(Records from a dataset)

PR #388, opened 2022-12-11
Buildable changes and new Detpack Lua methods

YoYo178:
- Changed how the lua function `trigger:onbuild()` behaved
    - Individual buildables now controllable by lua.
    - `trigger:onbuild()` no longer returns a player object, instead returns what's being built.
    - Now Detpacks can be controlled even by their fuse time, (example - detpack for fuse time 10 is accepted, but any other is declined)

- Added detpack methods for lua
    - `detpack:GetFuseTime()` - Returns the fuse time of the detpack.
    - `detpack:GetDetonateTime()` Returns the exact game time the detpack will detonate on.
    - `detpack:LastFiveSeconds()` Retruns a boolean value, will return `true` if only five seconds are remaining for the detpack to explode.
    
so, i request the devs to check the code at least 10000 times because i don't know C++ at all and this is my first time contributing to an open source repository, so i might have done something that isn't visible but is in the background or something, i guess.
peace ✌️

(edit - the `PostBuild.bat` update on the first commit was unintentional, so had to make another commit to revert it.)

### DIFF
--- a/dlls/ff/ff_detpack.cpp
+++ b/dlls/ff/ff_detpack.cpp
@@ -293,8 +293,7 @@ CFFDetpack *CFFDetpack::Create( const Vector &vecOrigin, const QAngle &vecAngles
 	pObject->VPhysicsInitNormal( SOLID_VPHYSICS, pObject->GetSolidFlags(), true );
 
 	// Spawn the object
-	//pObject->Spawn();
-	// commented out for better nobuild functions, will be spawned ONLY IF it's allowed to, from ff_player.cpp
+	pObject->Spawn( );
 
 	return pObject;
 }
--- a/dlls/ff/ff_detpack.cpp
+++ b/dlls/ff/ff_detpack.cpp
@@ -293,7 +293,8 @@ CFFDetpack *CFFDetpack::Create( const Vector &vecOrigin, const QAngle &vecAngles
 	pObject->VPhysicsInitNormal( SOLID_VPHYSICS, pObject->GetSolidFlags(), true );
 
 	// Spawn the object
-	pObject->Spawn( );
+	//pObject->Spawn();
+	// commented out for better nobuild functions, will be spawned ONLY IF it's allowed to, from ff_player.cpp
 
 	return pObject;
 }
--- a/dlls/ff/ff_dispenser.cpp
+++ b/dlls/ff/ff_dispenser.cpp
@@ -414,8 +414,7 @@ CFFDispenser *CFFDispenser::Create( const Vector &vecOrigin, const QAngle &vecAn
 	//pObject->VPhysicsInitNormal( SOLID_VPHYSICS, pObject->GetSolidFlags(), true );
 
 	// Spawn the object
-	//pObject->Spawn();
-	// commented out for better nobuild functions, will be spawned ONLY IF it's allowed to, from ff_player.cpp
+	pObject->Spawn();
 
 	return pObject;
 }
--- a/dlls/ff/ff_dispenser.cpp
+++ b/dlls/ff/ff_dispenser.cpp
@@ -414,7 +414,8 @@ CFFDispenser *CFFDispenser::Create( const Vector &vecOrigin, const QAngle &vecAn
 	//pObject->VPhysicsInitNormal( SOLID_VPHYSICS, pObject->GetSolidFlags(), true );
 
 	// Spawn the object
-	pObject->Spawn();
+	//pObject->Spawn();
+	// commented out for better nobuild functions, will be spawned ONLY IF it's allowed to, from ff_player.cpp
 
 	return pObject;
 }
--- a/dlls/ff/ff_entity_system.h
+++ b/dlls/ff/ff_entity_system.h
@@ -17,6 +17,8 @@
 #pragma once
 #endif
 
+class CFFLuaSC;
+
 /////////////////////////////////////////////////////////////////////////////
 // CFFEntitySystemHelper
 /////////////////////////////////////////////////////////////////////////////
@@ -52,6 +54,7 @@ private:
 bool FFScriptRunPredicates( CBaseEntity *pEntity, const char *pszFunction, bool bExpectedVal );
 bool FFScriptRunPredicates( CBaseEntity *pEntity, const char *pszFunction, bool bExpectedVal, Vector vecOrigin, Vector vecMins = Vector(-16,-16,-16), Vector vecMaxs = Vector(16,16,16) ); // UTIL_EntitiesInBox
 bool FFScriptRunPredicates( CBaseEntity *pEntity, const char *pszFunction, bool bExpectedVal, Vector vecOrigin, float flRadius = 16 ); // UTIL_EntitiesInSphere
+bool FFScriptRunPredicates( CFFLuaSC *pContext, const char *pszFunction, bool bExpectedVal, Vector vecOrigin, float flRadius = 16 ); // UTIL_EntitiesInSphere
 
 /////////////////////////////////////////////////////////////////////////////
 #endif // FF_ENTITY_SYSTEM_H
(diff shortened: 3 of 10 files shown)


squeek502:
I think this can be done in a more backwards compatible way:

Instead of calling `onbuild` and passing in the buildable entity, `onbuild` could instead be called with an additional a parameter that contains info about the buildable (`m_iWantBuild`, `m_iDetpackTime`, etc; this could either be a plain Lua table with keys for each value (could use `luabind::adl::object` I think) or a new class that's exposed to Lua that contains this info)
  + The current `if( IsInNoBuild() && ... )` conditional would just become `if( IsInNoBuild() )`
  + The values used by `m_iWantBuild` (`FF_BUILD_DISPENSER`, etc) would probably need to be exposed to Lua (see [here](https://github.com/fortressforever/fortressforever/blob/4d8fb70b0ebcaddff59f7d3de0dc3a890ad4909c/dlls/ff/ff_lualib_constants.cpp#L266-L275) for an example)
  + The `IsInNoBuild` function would need to use a custom version of `FFScriptRunPredicates` that can provide more than just the `pEntity` in the function context, maybe a version that takes a `CFFLuaSC*` instead of a `CBaseEntity*` that the current `FFScriptRunPredicates` version could then call to avoid some code duplication.
  + the `CFFLuaSC` that `IsInNoBuild` would want to use would look something like `CFFLuaSC hOutput( 2, (CBaseEntity*)this, eitherLuabindAdlObjectOrSomeLuaBuildableInfoClass );`

With this implementation, from the Lua side it could look something like this to disallow detpacks with a certain fuse time:

```lua
function your_trigger:onbuild(player, buildable_info)
  if buildable_info.type == BuildableTypes.kDetpack and buildable_info.fusetime < 30 then
    return false
  end
  return true
end
```

and all existing `onbuild` functions would work the same as they did before.

---

About the `// TODO: need to check where the SG is being built, NOT where player is? - AfterShock`, it might be too late to address that, as it has the potential to affect how nobuild triggers work on existing maps. However, I'm not sure how much it would actually affect things, so maybe it'd be fine.

If it wouldn't cause problems, it would be possible to still integrate it with the implementation above by moving the construction of the `CFFBuildableInfo` up and using it to get the build origin.

YoYo178:
> I think this can be done in a more backwards compatible way:
> 
> Instead of calling `onbuild` and passing in the buildable entity, `onbuild` could instead be called with an additional a parameter that contains info about the buildable (`m_iWantBuild`, `m_iDetpackTime`, etc; this could either be a plain Lua table with keys for each value (could use `luabind::adl::object` I think) or a new class that's exposed to Lua that contains this info)
> 
> * The current `if( IsInNoBuild() && ... )` conditional would just become `if( IsInNoBuild() )`
> * The values used by `m_iWantBuild` (`FF_BUILD_DISPENSER`, etc) would probably need to be exposed to Lua (see [here](https://github.com/fortressforever/fortressforever/blob/4d8fb70b0ebcaddff59f7d3de0dc3a890ad4909c/dlls/ff/ff_lualib_constants.cpp#L266-L275) for an example)
> * The `IsInNoBuild` function would need to use a custom version of `FFScriptRunPredicates` that can provide more than just the `pEntity` in the function context, maybe a version that takes a `CFFLuaSC*` instead of a `CBaseEntity*` that the current `FFScriptRunPredicates` version could then call to avoid some code duplication.
> * the `CFFLuaSC` that `IsInNoBuild` would want to use would look something like `CFFLuaSC hOutput( 2, (CBaseEntity*)this, eitherLuabindAdlObjectOrSomeLuaBuildableInfoClass );`
> 
> With this implementation, from the Lua side it could look something like this to disallow detpacks with a certain fuse time:
> 
> ```lua
> function your_trigger:onbuild(player, buildable_info)
>   if buildable_info.type == BuildableTypes.kDepack and buildable_info.fusetime < 30 then
>     return false
>   end
>   return true
> end
> ```
> 
> and all existing `onbuild` functions would work the same as they did before.

uhhh, I might try doing something like that but it would be kinda hard for me because I got very less experience about C++

> About the `// TODO: need to check where the SG is being built, NOT where player is? - AfterShock`, it might be too late to address that, as it has the potential to affect how nobuild triggers work on existing maps. However, I'm not sure how much it would actually affect things, so maybe it'd be fine.
> 
> If it wouldn't cause problems, it would be possible to still integrate it with the implementation above by moving the construction of the `CFFBuildableInfo` up and using it to get the build origin.

I did check like 380 Lua files (including the base scripts) which is all I have and didn't find any `nobuild` trigger that's a part of a map's objective (like planting detpacks but not anything else), the only `nobuild` triggers I found was in the spawn rooms of the maps, along with `noannoyances`, so I guess it wouldn't make much of a difference?

squeek502:
> uhhh, I might try doing something like that but it would be kinda hard for me because I got very less experience about C++

No worries. If you don't have any luck with it, I might try implementing what I described to verify that it makes sense.

> I did check like 380 Lua files (including the base scripts) which is all I have and didn't find any `nobuild` trigger that's a part of a map's objective (like planting detpacks but not anything else), the only `nobuild` triggers I found was in the spawn rooms of the maps, along with `noannoyances`, so I guess it wouldn't make much of a difference?

The worry would be that changing `nobuild` to check where the buildable is being built rather than where the player is building from (which is what it does currently) would change where buildables are able/not able to be built, and that some maps might rely on the current behavior. It would definitely be better overall to check where the buildables are trying to be built (most people would probably assume that's how it works), but potentially breaking existing maps is usually worth avoiding. I'd have to check some maps to see if it changes much in practice, though--it's definitely possible that it'd just make things better without any bad results.

YoYo178:
> > uhhh, I might try doing something like that but it would be kinda hard for me because I got very less experience about C++
> 
> No worries. If you don't have any luck with it, I might try implementing what I described to verify that it makes sense.

alright, cool

> > I did check like 380 Lua files (including the base scripts) which is all I have and didn't find any `nobuild` trigger that's a part of a map's objective (like planting detpacks but not anything else), the only `nobuild` triggers I found was in the spawn rooms of the maps, along with `noannoyances`, so I guess it wouldn't make much of a difference?
> 
> The worry would be that changing `nobuild` to check where the buildable is being built rather than where the player is building from (which is what it does currently) would change where buildables are able/not able to be built, and that some maps might rely on the current behavior. It would definitely be better overall to check where the buildables are trying to be built (most people would probably assume that's how it works), but potentially breaking existing maps is usually worth avoiding. I'd have to check some maps to see if it changes much in practice, though--it's definitely possible that it'd just make things better without any bad results.

yeah, I hope it doesn't negatively affect the current maps.

squeek502:
Alright, I ended up implementing what I was thinking of and pushed it to this branch. From the commit message:

> Instead of changing the type of the parameters, the extra context is passed as a new second argument to the `onbuild` callback. The new second argument is a table with the keys `type` that contains a `BuildableTypes` constant and `fusetime` that contains a number with the fusetime of the detpack that is trying to be built (or nil if it's not a detpack being built).
>
> Doing it this way also makes it easy to add more context in the future in a backwards compatible way (just add more stuff to the table).
>
> Example usage:
>
> ```lua
> function nobuild:onbuild( player, buildable_info )
>   -- only allow detpacks if they have a fuse time of exactly 20
>   if buildable_info.type == BuildableTypes.kDetpack and buildable_info.fusetime == 20 then
>     return EVENT_ALLOWED
>   end
>   return EVENT_DISALLOWED
> end
> ```

Also, it turns out the previous code was already simulating the position of the buildable when doing `onbuild` checks, but not using the same code as the actual buildable:

https://github.com/fortressforever/fortressforever/blob/4d8fb70b0ebcaddff59f7d3de0dc3a890ad4909c/dlls/ff/ff_player.cpp#L6871-L6877

I updated that to use `CFFBuildableInfo::GetBuildOrigin` so it now checks the real position where the buildable is trying to be built, which should just be a straightforward improvement (i.e. no real risk of breaking maps, I didn't realize that it wasn't using the position of the player directly previously so I was worrying over nothing before).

### Work item
Please retype the data exactly as it stands, from its first line down to the line that contains "detpack to explode.", then stop.

### Solution for this problem
PR #388, opened 2022-12-11
Buildable changes and new Detpack Lua methods

YoYo178:
- Changed how the lua function `trigger:onbuild()` behaved
    - Individual buildables now controllable by lua.
    - `trigger:onbuild()` no longer returns a player object, instead returns what's being built.
    - Now Detpacks can be controlled even by their fuse time, (example - detpack for fuse time 10 is accepted, but any other is declined)

- Added detpack methods for lua
    - `detpack:GetFuseTime()` - Returns the fuse time of the detpack.
    - `detpack:GetDetonateTime()` Returns the exact game time the detpack will detonate on.
    - `detpack:LastFiveSeconds()` Retruns a boolean value, will return `true` if only five seconds are remaining for the detpack to explode.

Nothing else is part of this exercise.